As a fraternal voice of the new movements that were sweeping the continent, the Review attempted to analyse the progressive politics of the new forces of liberation that were emerging and interrogate those radical projects that already existed.

Some of the scholar-activists involved in founding ROAPE, including the late Lionel Cliffe, whose idea it was, had recently returned from Tanzania where they had been involved in the experiments in socialist development in the country, critically supporting – mainly through teaching, writing and influencing local activists and policymakers – Julius Nyerere’s attempts to break the colonial legacy of underdevelopment. They were joined by others who had worked elsewhere in Africa, including most notably Ruth First. They were based in the UK, but often in transit, moving between the continent and the UK. The first generation involved in ROAPE were scholar-activists not career academics, and were a committed (and diverse) political community seeking to assist the continent’s radical transformation.[1]

However, in the 1980s the desired change – and eventual move – crashed on the rocks of structural adjustment, globalisation and authoritarian state-led development. The Review remained committed to providing radical analysis of the continent’s transforming political economy through the 1980s and 1990s. While it remains based in the UK, its Contributing Editors span the continent and it sustains a growing programme of workshops and conferences in Africa.

The new website seeks to help reinvigorate scholar activism in and about Africa, and to involve new communities on the continent and elsewhere in a host of ROAPE activities, projects, conferences and events.  The aim is to develop a new audience for the Review, to generate material for both the website and for the print issue, and to build deeper and sustainable connections with scholars, students, activists and institutions who work in and on Africa.

The site holds videos of conferences, interviews with scholars and activists, regular conference reports, a blog, details about ROAPE bursaries, ongoing ROAPE projects, reviews, longer online articles and free access through the publisher Taylor and Francis to our Briefings and Debates. We have a close connection to the French language site Afriques en Lutte who have many years’ experience covering social movements and uprisings in francophone Africa, and will provide coverage of developments and struggles taking place across French speaking Africa, events that are frequently invisible to an increasingly Anglophone world.

Towards these new objectives ROAPE is working with the Society, Work and Development Institute (SWOP) at the University of the Witwatersrand in Johannesburg. The aims of ROAPE are compatible with the work of SWOP and the community of researchers and students within the institute and university and the activist orientation of many of the activities and research conducted by the institute. Johannesburg is also a unique African hub for visiting researchers from the continent, with a thriving radical community of activists and scholars. ROAPE hopes to develop these connections with SWOP through a number of initiatives – ROAPE/SWOP workshops, conferences and events, seminars and launches.

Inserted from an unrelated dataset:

PR #782, opened 2020-04-01
Fixing a bug with recent Structure-of-arrays PR and multiple grids

erikvansebille:
Since the recent #678, `ParticleSet.particle_data.xi` (and same for `yi`, `zi` and `ti`) is a vector of length of the `ParticleSet` instead of the length of the `Gridset`. This means that if multiple `Grids` are present, Parcels currently breaks.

These connections and partnerships build on existing relationships that ROAPE has established. ROAPE collaborates with Third World Network-Africa (TWN), a pan-African research and advocacy organisation based in Accra, Ghana. With ROAPE Africa Editor and member Yao Graham, co-ordinator of TWN, we organise conferences and workshops and collaborate on the African Initiative on Mining, Environment and Society (AIMS).

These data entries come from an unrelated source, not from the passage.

PR #787, opened 2020-04-06
Expanding CI to run all unit tests on all platforms

erikvansebille:
This PR updates the Github CI commands so that all unit tests (both `tests/*.py`, `examples/*.py`, and `examples/*.ipynb`) are run on all three platforms (linux, macos and windows), for full unit test coverage

### DIFF
--- a/parcels/scripts/plottrajectoriesfile.py
+++ b/parcels/scripts/plottrajectoriesfile.py
@@ -13,7 +13,7 @@ from parcels.plotting import plotfield
 try:
     if sys.platform == 'darwin' and sys.version_info[0] == 3:
         import matplotlib
-        matplotlib.use("TkAgg")
+        matplotlib.use("Agg")
     import matplotlib.animation as animation
     from matplotlib import rc
 except:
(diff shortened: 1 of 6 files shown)


parcels/scripts/plottrajectoriesfile.py
```diff
@@ -13,7 +13,7 @@
 try:
     if sys.platform == 'darwin' and sys.version_info[0] == 3:
         import matplotlib
-        matplotlib.use("TkAgg")
+        matplotlib.use("Agg")
```
CKehl, line 16: hm - weird that TkAgg doesn't work - it's (for me for auto-generating the notebooks) actually the only thing that works consistently. Anyway, if this works - nice!

tests/test_kernel_execution.py
```diff
@@ -270,6 +271,7 @@ def simpleKernel(particle, fieldset, time):
 
 
 @pytest.mark.parametrize('delete_cfiles', [True, False])
+@pytest.mark.skipif(sys.platform.startswith("win"), reason="skipping windows test as windows compiler generates warning")
```
CKehl, line 274: interesting compiler pragma - I'll make a note of this for myself.

Issue #791, opened 2020-04-08
Exception thrown by kernel finaliser


angus-g:
The `Kernel` class defines a `__del__` finaliser, which is meant to unload the JIT module and delete its files. This seems to work in a lot of cases, but can throw the following exception:

```
Exception ignored in: <bound method Kernel.__del__ of <parcels.kernel.Kernel object at 0x7fc0b0875c50>>
Traceback (most recent call last):
  File "/home/travis/virtualenv/python3.6.7/lib/python3.6/site-packages/parcels/kernel.py", line 172, in __del__
TypeError: 'NoneType' object is not callable
```

From the [CPython documentation](https://docs.python.org/3/reference/datamodel.html#object.__del__):

> `__del__()` can be executed during interpreter shutdown. As a consequence, the global variables it needs to access (including other modules) may already have been deleted or set to `None`. Python guarantees that globals whose name begins with a single underscore are deleted from their module before other globals are deleted; if no other references to such globals exist, this may help in assuring that imported modules are still available at the time when the `__del__()` method is called

In this particular case, `Kernel.__del__()` calls functions from the `_ctypes` module, which is deleted first, according to the snippet above. Maybe it would be possible to qualified-import `_ctypes` to something that doesn't begin with an underscore, but I'm not really sure of the right solution here.

erikvansebille:
Fixed in #794

PR #792, opened 2020-04-08
Qualified importing _ctypes

erikvansebille:
To avoid error on `Kernel.__del__`, see also #791

### DIFF
--- a/parcels/kernel.py
+++ b/parcels/kernel.py
@@ -1,4 +1,4 @@
-import _ctypes
+import _ctypes as ctp
 import inspect
 import math  # noqa
 import random  # noqa
@@ -169,7 +169,7 @@ class Kernel(object):
         # This is not really necessary, as these programs are not that large, but with the new random
         # naming scheme which is required on Windows OS'es to deal with updates to a Parcels' kernel.
         if self._lib is not None:
-            _ctypes.FreeLibrary(self._lib._handle) if platform == 'win32' else _ctypes.dlclose(self._lib._handle)
+            ctp.FreeLibrary(self._lib._handle) if platform == 'win32' else ctp.dlclose(self._lib._handle)
             del self._lib
             self._lib = None
             if path.isfile(self.lib_file) and self.delete_cfiles:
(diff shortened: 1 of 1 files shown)


angus-g:
Sorry to be a bother on this, but this doesn't seem to have fixed the error on my travis build! Any thoughts?

angus-g:
Maybe as an alternative:

```python
import weakref
...
class Kernel(object):
...
    # old __del__:
    def _cleanup(self):
        if self._lib is not None:
            print("cleaning up, ctp:", ctp)
            ctp.FreeLibrary(self._lib._handle) if platform == 'win32' else ctp.dlclose(self._lib._handle)
            del self._lib
            self._lib = None
            if path.isfile(self.lib_file) and self.delete_cfiles:
                [remove(s) for s in [self.src_file, self.lib_file, self.log_file]]

    def compile(self, compiler):
        """ Writes kernel code to file and compiles it."""
        with open(self.src_file, 'w') as f:
            f.write(self.ccode)
        compiler.compile(self.src_file, self.lib_file, self.log_file)
        logger.info("Compiled %s ==> %s" % (self.name, self.lib_file))

        weakref.finalize(self, self._cleanup)
```

From the docs for `weakref.finalize`:
> Return a callable finalizer object which will be called when obj is garbage collected. Unlike an ordinary weak reference, a finalizer will always survive until the reference object is collected, greatly simplifying lifecycle management.

> A finalizer will never invoke its callback during the later part of the interpreter shutdown when module globals are liable to have been replaced by None.

But perhaps the finaliser should be registered on the `Kernel` object, and it can be marked dead with `finalizer.detach()` if `Kernel.remove_lib()` is called?

Thoughts?

erikvansebille:
Does that solution with `finalizer` work on your Travis? If so, then it might be a good solution yes!

Note that we could also use a similar approach in `ParticleFile.__del__`, which can experience the same problem with unlinked objects that cannot be deleted

angus-g:
Just tested, and yes, using the finalizer seems to clean up correctly (no files left in `/tmp/parcels-1000/...`) and not throw errors, both on my test container and Travis. I think it might be a more robust solution for `ParticleFile` too: I think if you explicitly call the finalizer object, it will be dead and won't be called again, so it implicitly has the `convert_at_end` logic.

I can create a new PR for my `Kernel` changes?

erikvansebille:
> Just tested, and yes, using the finalizer seems to clean up correctly (no files left in `/tmp/parcels-1000/...`) and not throw errors, both on my test container and Travis. I think it might be a more robust solution for `ParticleFile` too: I think if you explicitly call the finalizer object, it will be dead and won't be called again, so it implicitly has the `convert_at_end` logic.

OK, great. That's a good solution then

> I can create a new PR for my `Kernel` changes?

Yes please

erikvansebille:
Fixed in #794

We want to develop the website to become a leading online resource for radical political economy in Africa. The 1974 editorial explained that it is to ‘the task of understanding, and countering the debilitating consequences of a capitalism which stems from external domination and is combined with internal underdevelopment and equally exploitative structures that this review is dedicated.’ This project remains ours today.

Notes

[1] Initially the people who got the Review off the ground in addition to Lionel and Ruth were Gavin Williams, Robin Cohen, Katherine Levine (now Salahi), Jan Burgess, Manfred Bienefeld and Peter Lawrence.

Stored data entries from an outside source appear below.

PR #2841, opened 2026-08-21
MAINT: Remove `--install-types` from typing Pixi command

VeckoTheGecko:
### Checklist

- [x] Closes None
- [x] Tests added

### AI Disclosure

None used


VeckoTheGecko:
actually, nevermind

> ✨ Pixi task (typing in default): mypy src/parcels --non-interactive --html-report mypy-report: (Run static type checking with mypy.)
> error: --non-interactive is only supported with --install-types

Egyptian Activists in Jail

ROAPE supports the campaign of the Cairo Institute for Human Rights Studies (CIHRS) and EuroMed Rights to gather public support for the release of Egyptian activists currently held in prison.

As EuroMed Rights writes, ‘Egyptian activists are striving for human rights, democracy and other fundamental freedoms, yet have been targeted since 2011 for their role in defending and promoting civil, political and economic rights. Due to their prominent contribution in initiating change, many Egyptian activists are being targeted, threatened, prosecuted in political trials and sentenced to long prison terms.’

In Egyptian President Sisi’s own words, ‘(…) there are many innocent people inside prisons, soon many of them will be released according to the available permissions’ (declared on television on 22 February 2015). Yet many activist remain in prison.

This concerted crackdown on political dissent must end. We support the campaign to free all imprisoned activists.

Please join us in taking action and help us get them out of prison with support and solidarity.

EuroMed Rights asks you to take a picture of yourself or others holding a sign calling upon Egyptian authorities to set them free, send it to them at egypt@euromedrights.net and tell your colleagues and friends about this campaign.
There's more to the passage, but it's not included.